---------- Provided entries ----------

Issue #2141, opened 2017-04-07
all: build against Go 1.8.1


ttaylorr:
Go 1.8.1 was [recently released](https://groups.google.com/forum/#!topic/golang-nuts/KO2t50AYo9I). In the spirit of staying on the latest and greatest Golang, I'd like to build LFS v2.1.0 on this release of Go.

I'd like to give this release a few days to get support in AppVeyor, on Hombrew, and to make sure that there are no new regressions.

Thoughts?

---

/cc @git-lfs/core

technoweenie:
Sounds good :+1:

sschuberth:
Is there any real benefit in upgrading to 1.8.1, or is it only for the sake of being a cool kid and using the latest? If there's no real benefit I don't believe it's worth to switch to 1.8.1 if that means we again have to manually install it in AppVeyor instead of being able to use using Chocolatey.

technoweenie:
Bug fixes in 1.8.1: https://github.com/golang/go/issues?q=is%3Aissue+milestone%3AGo1.8.1+is%3Aclosed

I don't see any reason to mess with the chocolatey code, just to revert it once they update Go. Hopefully Chocolatey is on the latest Go by the time LFS v2.1.0 is ready.

sschuberth:
> Bug fixes in 1.8.1: https://github.com/golang/go/issues?q=is%3Aissue+milestone%3AGo1.8.1+is%3Aclosed

I know the list of fixes. What I meant was if someone checked that we actually do benefit of these in this project. But I've now checked myself and there seem to be some pretty generic compiler / runtime fixes.

Anyway, Chocolately already has [Go 1.8.1](https://chocolatey.org/packages/golang), so from that perspective I have no objections anymore.

ttaylorr:
> What I meant was if someone checked that we actually do benefit of these in this project.

These are good questions. My reasoning for opening the proposal and getting on the latest version of Go was to minimize the gap between current and "next" release. Even if these bug fixes don't benefit us directly, they bring us closer to Go 1.8.x (x > 1) which could have a critical fix that we need to be on. For those necessary upgrades, I want the change in Go version to be as small as possible so that there's less chance for unexpected behavior/interaction with the Go compiler.

PR #2145, opened 2017-04-10
all: build on Go 1.8.1

ttaylorr:
This pull request resolves https://github.com/git-lfs/git-lfs/issues/2141 by building Git LFS on Go 1.8.1.

In terms of CI, we have:

1. Travis, which was upgraded in the `.travis.yml`.
2. CircleCI, which receives whatever the latest `golang` bottle is on Homebrew, which was updated in https://github.com/Homebrew/homebrew-core/pull/12201.
3. AppVeyor, which @sschuberth pointed out is 👍 to go via https://github.com/git-lfs/git-lfs/issues/2141#issuecomment-292698702.

I also noticed that our README recommends that you have a Go higher than 1.7.3. I think this is technically correct, since we don't use any of the latest Go APIs, but I think now is as good a time as any to bump that version.

Closes https://github.com/git-lfs/git-lfs/issues/2141.

---

/cc @git-lfs/core https://github.com/git-lfs/git-lfs/issues/2141

### DIFF
--- a/.travis.yml
+++ b/.travis.yml
@@ -1,7 +1,7 @@
 # http://docs.travis-ci.com/user/languages/go/
 language: go
 
-go: 1.8
+go: 1.8.1
 
 os:
   - linux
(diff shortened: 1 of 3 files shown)


sschuberth:
Well, we still need to update AppVeyor to 1.8.1 by basically reverting d93e1443ad66fb0d690191cf1f285ddec132d476 and changing `1.8.0` in there to `1.8.1`. I wasn't expecting us to change the Go version again that soon, which is why I thought it would be a nice clean-up to rely on AppVeyor's system Go. But as we seem to often need a custom version, the `cinst golang --version` line should stay.

ttaylorr:
> Well, we still need to update AppVeyor to 1.8.1

Thanks, I think I had misread your comment to mean that AppVeyor's latest registered version of Golang was 1.8.1.

PR #2152, opened 2017-04-12
config: support multi-valued config entries

ttaylorr:
This pull request expands the the `config.Environment` and `config.Fetcher` types to support multiple values being assigned to a single config key. As per the `.gitconfig` documentation, multiple config values are allowed<sup>[[1](https://git-scm.com/docs/git-config#_description)]</sup>:

> Multiple lines can be added to an option by using the `--add` option.

And as evidenced by:

```bash
~/g/git-lfs (fetcher-get-all) $ git --version
git version 2.12.0
~/g/git-lfs (fetcher-get-all) $ git \
  -c "foo=bar" \
  -c "foo=baz" \
  config -l | tail -n 2
foo=bar
foo=baz
```

This is needed to support multiple values for the `http.<url>.extraHeaders` config key. The change in the `*config.URLFetcher` will come in a subsequent PR, since this one is already on the large side.

This change is pretty gnarly, as I couldn't do it across multiple commits without breaking the compiler. Here's a quick overview:

1. The `config.Fetcher` type got a few behavior changes:

```diff
diff --git a/config/fetcher.go b/config/fetcher.go
index 24e0dfad..2d3bf660 100644
--- a/config/fetcher.go
+++ b/config/fetcher.go
@@ -6,8 +6,17 @@ package config
 type Fetcher interface {
 	// Get returns the string value associated with a given key and a bool
 	// determining if the key exists.
+	//
+	// If multiple entries match the given key, the first one will be
+	// returned.
 	Get(key string) (val string, ok bool)
 
-	// All returns a copy of all the key/value pairs for the current environment.
-	All() map[string]string
+	// GetAll returns the a set of string values associated with a given
+	// key. If no entries matched the given key, an empty slice will be
+	// returned instead.
+	GetAll(key string) (vals []string)
+
+	// All returns a copy of all the key/value pairs for the current
+	// environment.
+	All() map[string][]string
 }
```

which break down as:

- The `All()` function now returns a "multi-map" `map[string][]string`, instead of a `map[string]string`.
- The `Get()` function retains its original behavior by returning the first matching config entry.
- A new function, `GetAll()` was added to return a set of values that match the given key, if the caller wants multiple values.

I figured that this would be the least invasive way that we could make the change. `All()` _has_ to change, but retaining the original behavior of `Get()` seems to offer more flexibility, and is less annoying than `Get(key)[0]` everywhere.

2. The `GitFetcher` type was updated to support multiple keys, and the `OsFetcher` type was updated to return a 1-ary set of `[]string{os.Getenv(k)}`.
3. All `Env` "copies" changed to support the above interface changes.
4. All `MapEnvironment`-like helpers got a `UniqMapEnvironment` counter-part, which translates up from a `map[string]string` to a `map[string][]string`, where `n[k]=[]string{m[k]}`, like:

```go
type UniqMapFetcher map[string]string

func (u UniqMapFetcher) All() map[string][]string {
        m := make(map[string][]string, len(u))
        for k, v := range u {
                m[k] = []string{v}
        }

        return m
}
```

and so on. This made the unit test changes much more ergonomic for scenarios where a 1->1 config mapping was being tested.

5. Integration tests were updated where new `.git/config` values were being `--add`'ed to old ones.

---

/cc @git-lfs/core

### DIFF
--- a/config/git_fetcher.go
+++ b/config/git_fetcher.go
@@ -13,7 +13,7 @@ import (
 
 type GitFetcher struct {
 	vmu  sync.RWMutex
-	vals map[string]string
+	vals map[string][]string
 }
 
 type GitConfig struct {
@@ -29,7 +29,7 @@ func NewGitConfig(gitconfiglines string, onlysafe bool) *GitConfig {
 }
 
 func ReadGitConfig(configs ...*GitConfig) (gf *GitFetcher, extensions map[string]Extension, uniqRemotes map[string]bool) {
-	vals := make(map[string]string)
+	vals := make(map[string][]string)
 
 	extensions = make(map[string]Extension)
 	uniqRemotes = make(map[string]bool)
@@ -47,7 +47,7 @@ func ReadGitConfig(configs ...*GitConfig) (gf *GitFetcher, extensions map[string
 			key, val := strings.ToLower(pieces[0]), pieces[1]
 
 			if origKey, ok := uniqKeys[key]; ok {
-				if ShowConfigWarnings && vals[key] != val && strings.HasPrefix(key, gitConfigWarningPrefix) {
+				if ShowConfigWarnings && len(vals[key]) > 0 && vals[key][0] != val && strings.HasPrefix(key, gitConfigWarningPrefix) {
 					fmt.Fprintf(os.Stderr, "WARNING: These git config values clash:\n")
 					fmt.Fprintf(os.Stderr, "  git config %q = %q\n", origKey, vals[key])
 					fmt.Fprintf(os.Stderr, "  git config %q = %q\n", pieces[0], val)
@@ -101,7 +101,7 @@ func ReadGitConfig(configs ...*GitConfig) (gf *GitFetcher, extensions map[string
 				continue
 			}
 
-			vals[key] = val
+			vals[key] = append(vals[key], val)
 		}
 	}
 
@@ -119,21 +119,31 @@ func ReadGitConfig(configs ...*GitConfig) (gf *GitFetcher, extensions map[string
 //
 // Get is safe to call across multiple goroutines.
 func (g *GitFetcher) Get(key string) (val string, ok bool) {
-	g.vmu.RLock()
-	defer g.vmu.RUnlock()
+	all := g.GetAll(key)
 
-	val, ok = g.vals[strings.ToLower(key)]
-	return
+	if len(all) == 0 {
+		return "", false
+	}
+	return all[0], true
 }
 
-func (g *GitFetcher) All() map[string]string {
-	newmap := make(map[string]string)
+func (g *GitFetcher) GetAll(key string) []string {
+	g.vmu.RLock()
+	defer g.vmu.RUnlock()
+
+	return g.vals[strings.ToLower(key)]
+}
+
+func (g *GitFetcher) All() map[string][]string {
+	newmap := make(map[string][]string)
 
 	g.vmu.RLock()
 	defer g.vmu.RUnlock()
 
-	for key, value := range g.vals {
-		newmap[key] = value
+	for key, values := range g.vals {
+		for _, value := range values {
+			newmap[key] = append(newmap[key], value)
+		}
 	}
 
 	return newmap
--- a/config/git_fetcher.go
+++ b/config/git_fetcher.go
@@ -47,7 +47,7 @@ func ReadGitConfig(configs ...*GitConfig) (gf *GitFetcher, extensions map[string
 			key, val := strings.ToLower(pieces[0]), pieces[1]
 
 			if origKey, ok := uniqKeys[key]; ok {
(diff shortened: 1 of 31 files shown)


config/git_fetcher.go
```diff
@@ -47,7 +47,7 @@ func ReadGitConfig(configs ...*GitConfig) (gf *GitFetcher, extensions map[string
 			key, val := strings.ToLower(pieces[0]), pieces[1]
 
 			if origKey, ok := uniqKeys[key]; ok {
-				if ShowConfigWarnings && vals[key] != val && strings.HasPrefix(key, gitConfigWarningPrefix) {
+				if ShowConfigWarnings && len(vals[key]) > 0 && vals[key][0] != val && strings.HasPrefix(key, gitConfigWarningPrefix) {
```
technoweenie: This should check the last value, not the first.

config/git_fetcher.go
```diff
@@ -119,21 +119,31 @@ func ReadGitConfig(configs ...*GitConfig) (gf *GitFetcher, extensions map[string
 //
 // Get is safe to call across multiple goroutines.
 func (g *GitFetcher) Get(key string) (val string, ok bool) {
+	all := g.GetAll(key)
+
+	if len(all) == 0 {
+		return "", false
+	}
+	return all[0], true
```
technoweenie: This should check the last value, not the first.

config/map_fetcher.go
```diff
@@ -2,22 +2,42 @@ package config
...
 // Get implements the func `Fetcher.Get`.
 func (m mapFetcher) Get(key string) (val string, ok bool) {
-	val, ok = m[key]
-	return
+	all := m.GetAll(key)
+
+	if len(all) == 0 {
+		return "", false
+	}
+	return all[0], true
```
technoweenie: This should check the last value, not the first.

lfsapi/endpoint_finder.go
```diff
@@ -279,12 +279,12 @@ func initAliases(e *endpointGitFinder, git Env) {
 	prefix := "url."
 	suffix := ".insteadof"
 	for gitkey, gitval := range git.All() {
-		if !(strings.HasPrefix(gitkey, prefix) && strings.HasSuffix(gitkey, suffix)) {
+		if len(gitval) == 0 || !(strings.HasPrefix(gitkey, prefix) && strings.HasSuffix(gitkey, suffix)) {
 			continue
 		}
-		if _, ok := e.aliases[gitval]; ok {
+		if _, ok := e.aliases[gitval[0]]; ok {
```
technoweenie: This should check the last value, not the first.

lfsapi/endpoint_finder.go
```diff
@@ -279,12 +279,12 @@ func initAliases(e *endpointGitFinder, git Env) {
...
 			fmt.Fprintf(os.Stderr, "WARNING: Multiple 'url.*.insteadof' keys with the same alias: %q\n", gitval)
 		}
-		e.aliases[gitval] = gitkey[len(prefix) : len(gitkey)-len(suffix)]
+		e.aliases[gitval[0]] = gitkey[len(prefix) : len(gitkey)-len(suffix)]
```
technoweenie: This should check the last value, not the first.

lfsapi/lfsapi.go
```diff
@@ -147,18 +147,79 @@ func DecodeJSON(res *http.Response, obj interface{}) error {
...
 
 func (e TestEnv) Get(key string) (string, bool) {
-	v, ok := e[key]
-	return v, ok
+	all := e.GetAll(key)
+
+	if len(all) == 0 {
+		return "", false
+	}
+	return all[0], true
```
technoweenie: This should check the last value, not the first.

config/os_fetcher.go
```diff
@@ -54,6 +54,15 @@ func (o *OsFetcher) Get(key string) (val string, ok bool) {
...
 }
 
-func (o *OsFetcher) All() map[string]string {
+// GetAll implements the `config.Fetcher.GetAll` method by returning, at most, a
+// 1-ary set containing the result of `config.OsFetcher.Get()`.
+func (o *OsFetcher) GetAll(key string) []string {
+	if v, ok := o.Get(key); ok {
+		return []string{v}
+	}
+	return make([]string, 0)
```
ttaylorr: I left this as a non-nil slice, assuming the caller may try and `append` to it we could avoid a panic by having a non-nil slice.

ttaylorr:
@technoweenie thanks for the review! Good call on returning the last gitconfig element, not the first. I made one larger commit to grab everything and fixed it all up in https://github.com/git-lfs/git-lfs/pull/2152/commits/34d590c52f00e6953d5958ae96cfe8668a6b84b2.

config/os_fetcher.go
technoweenie: `append` should work fine with a nil slice: https://play.golang.org/p/d1iLXa20J2

PR #2154, opened 2017-04-13
config: support multi-value lookup on URLConfig

ttaylorr:
This pull request teaches the `*config.URLConfig` type to fetch multiple values matching a given `prefix.<url>.key`.

This is supporting work for the http.extraHeaders support as defined in #1500.

Right now, it's based off the work done in https://github.com/git-lfs/git-lfs/pull/2152. Once that branch gets merged, this diff should become more readable. In the meantime, **here's an inter-diff**: https://github.com/git-lfs/git-lfs/compare/fetcher-get-all...url-config-many-headers.

To implement this, I changed the `get` function to `getAll`, which replaces the internal `c.git.Get()` with `c.git.GetAll()` calls, which will return _all_ matching values for a given config key, if any were found. What this means for behavior, is that the public `config.URLConfig.GetAll()` function will return more than one value _only_ if it's in the same keyspace.

For instance, given a git config:

```
http.http://example.com/foo.bar=baz
http.http://example.com/.bar=baz2
```

Only a value of `[]string{"baz"}` will be returned. I _think_ this is the right behavior, but we could turn those `return`s into `append`s and roll up the values of `baz` and `baz2`. Either would work.

1. https://github.com/git-lfs/git-lfs/commit/fdbf3041f965275419cee6a93063f121d81a3596, https://github.com/git-lfs/git-lfs/commit/0b95e7c8b52ceca93661babf6995aaf0455987b5 & https://github.com/git-lfs/git-lfs/commit/473ccb7a17634bfd3225219d4250c005d3852643: some light refactoring
2. https://github.com/git-lfs/git-lfs/commit/5936cf4f29a07272ede29ed8578097e56582b294: rename `get()` to `getAll()` and use that for multi-valued lookups.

----------

> _Work to complete_
Each line holding "uniqRemotes" in the records should be copied out.

> _Reply to the task_
 func ReadGitConfig(configs ...*GitConfig) (gf *GitFetcher, extensions map[string]Extension, uniqRemotes map[string]bool) {
 	uniqRemotes = make(map[string]bool)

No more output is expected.